EXERCISE REQUIREMENTS: The data below calls for an exact copy.

RECORDS FOR THIS EXERCISE:
PR #5890, opened 2022-06-29
Remove key "router_macs" in test_decap.py.

yutongzhang-microsoft:
### Description of PR

The key `router_macs` is not defined in fixture `setup_teardown`, and it will case an error. In `master` branch, we no more need this key, so remove it. 

Summary:
Fixes # (issue)

### Type of change

- [x] Bug fix

### Back port request
- [ ] 201911
- [ ] 202012

The key `router_macs` is not defined in fixture `setup_teardown`, and it will case an error. In `master` branch, we no more need this key, so remove it. 

#### How did you do it?
Remove the key `router_macs` in `ptf_runner` in `test_decap.py`.


vaibhavhd (approved):
Thanks for catching and fixing this!

wangxin (approved):

PR #5901, opened 2022-06-29
Enable exabgp connectivity to vsonic (KVM's) on the testbed server for T2 topology

sanmalho-git:
### Description of PR
Enhance 'add-topo -k vsonic' to have exabgp connectivity between the KVM's and the exabgp. This allows for routes announced by exabgp to be sent to the DUT when using 'vsonic' KVM's - similar to veos KVM's or ceos dockers.

Summary:
Fixes # (issue)

### Type of change

- [ ] Bug fix

### Back port request
- [ ] 201911
- [ ] 202012

'add-topo -k vsonic' creates the KVM's representing the eBGP peers, but it does not create the the backplane interface on the KVM's to allow for connectivity to exabgp running in the ptf docker - similar to what is done for both ceos dockers and veos KVM's.

This is needed for T2 topologies:
 - For macsec testing, the eBGP peers have to be vsonic, as the ceos dockers/veos KVM's don't support macsec.
 - Routes from exabgp are required for testing of the T2 chassis.

So, instead of doing 'add-topo -k ceos' running all sonic-mgmt tests, then do a remove-topo and then start-vms and 'add-topo -k vsonic', we need to allow vsonic KVM's to have exabgp connectivity as well.

#### How did you do it?

To achieve the above:
 - Added backplane_tap interface to sonic_vm in the template used to create the sonic_vm qemu definition. This is similar to what was done for veos KVMs
 - Removed checks for 'vsonic' in bind_vm_backplane and unbind_vm_backplane methods in vm_topology.py. This creates the required linux bridging to connect the backplane interface in the KVM's to exabgp.
 - Modified the config_db and zebra templates used for sonic_vm to include the backplane interface in the KVM
    - zebra config templates already had the exabgp configuration.
- For the config_db/zebra/frr templates, use 'base_topo' instead of 'topo' to find the corresponding templates. This eliminates the need for having multiple templates for the min T2 topology and normal T2 topology w/ all front-panel ports connected.

Ran sonic-mgmt T2 suites against a T2 setup with 'vsonic' KVMs as the eBGP peers.


ansible/roles/vm_set/library/vm_topology.py
```diff
@@ -1586,9 +1586,8 @@ def main():
             if vms_exists:
                 net.add_injected_fp_ports_to_docker()
                 net.bind_fp_ports()
-                if vm_type != "vsonic":
-                    net.bind_vm_backplane()
-                    net.add_bp_port_to_docker(ptf_bp_ip_addr, ptf_bp_ipv6_addr)
+                net.bind_vm_backplane()
```
judyjoseph, line 1589: @Pterosaur, do you recollect why this check was added earlier ?

judyjoseph:
Changes LGTM

ansible/roles/vm_set/library/vm_topology.py
Pterosaur: Because the vsonic didn't support to inject bgp(exabgp) information from backplane before. I don't have related requirement so that I directly skip these code by the check. But I believe this PR is for fixing this issue.

judyjoseph (approved):

judyjoseph:
@sanmalho-git could you get yourself authorized with Easy CLA ?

RESULT:
PR #5890, opened 2022-06-29
Remove key "router_macs" in test_decap.py.

yutongzhang-microsoft:
### Description of PR

The key `router_macs` is not defined in fixture `setup_teardown`, and it will case an error. In `master` branch, we no more need this key, so remove it. 

Summary:
Fixes # (issue)

### Type of change

- [x] Bug fix

### Back port request
- [ ] 201911
- [ ] 202012

The key `router_macs` is not defined in fixture `setup_teardown`, and it will case an error. In `master` branch, we no more need this key, so remove it. 

#### How did you do it?
Remove the key `router_macs` in `ptf_runner` in `test_decap.py`.


vaibhavhd (approved):
Thanks for catching and fixing this!

wangxin (approved):

PR #5901, opened 2022-06-29
Enable exabgp connectivity to vsonic (KVM's) on the testbed server for T2 topology

sanmalho-git:
### Description of PR
Enhance 'add-topo -k vsonic' to have exabgp connectivity between the KVM's and the exabgp. This allows for routes announced by exabgp to be sent to the DUT when using 'vsonic' KVM's - similar to veos KVM's or ceos dockers.

Summary:
Fixes # (issue)

### Type of change

- [ ] Bug fix

### Back port request
- [ ] 201911
- [ ] 202012

'add-topo -k vsonic' creates the KVM's representing the eBGP peers, but it does not create the the backplane interface on the KVM's to allow for connectivity to exabgp running in the ptf docker - similar to what is done for both ceos dockers and veos KVM's.

This is needed for T2 topologies:
 - For macsec testing, the eBGP peers have to be vsonic, as the ceos dockers/veos KVM's don't support macsec.
 - Routes from exabgp are required for testing of the T2 chassis.

So, instead of doing 'add-topo -k ceos' running all sonic-mgmt tests, then do a remove-topo and then start-vms and 'add-topo -k vsonic', we need to allow vsonic KVM's to have exabgp connectivity as well.

#### How did you do it?

To achieve the above:
 - Added backplane_tap interface to sonic_vm in the template used to create the sonic_vm qemu definition. This is similar to what was done for veos KVMs
 - Removed checks for 'vsonic' in bind_vm_backplane and unbind_vm_backplane methods in vm_topology.py. This creates the required linux bridging to connect the backplane interface in the KVM's to exabgp.
 - Modified the config_db and zebra templates used for sonic_vm to include the backplane interface in the KVM
    - zebra config templates already had the exabgp configuration.
- For the config_db/zebra/frr templates, use 'base_topo' instead of 'topo' to find the corresponding templates. This eliminates the need for having multiple templates for the min T2 topology and normal T2 topology w/ all front-panel ports connected.

Ran sonic-mgmt T2 suites against a T2 setup with 'vsonic' KVMs as the eBGP peers.


ansible/roles/vm_set/library/vm_topology.py
```diff
@@ -1586,9 +1586,8 @@ def main():
             if vms_exists:
                 net.add_injected_fp_ports_to_docker()
                 net.bind_fp_ports()
-                if vm_type != "vsonic":
-                    net.bind_vm_backplane()
-                    net.add_bp_port_to_docker(ptf_bp_ip_addr, ptf_bp_ipv6_addr)
+                net.bind_vm_backplane()
```
judyjoseph, line 1589: @Pterosaur, do you recollect why this check was added earlier ?

judyjoseph:
Changes LGTM

ansible/roles/vm_set/library/vm_topology.py
Pterosaur: Because the vsonic didn't support to inject bgp(exabgp) information from backplane before. I don't have related requirement so that I directly skip these code by the check. But I believe this PR is for fixing this issue.

judyjoseph (approved):

judyjoseph:
@sanmalho-git could you get yourself authorized with Easy CLA ?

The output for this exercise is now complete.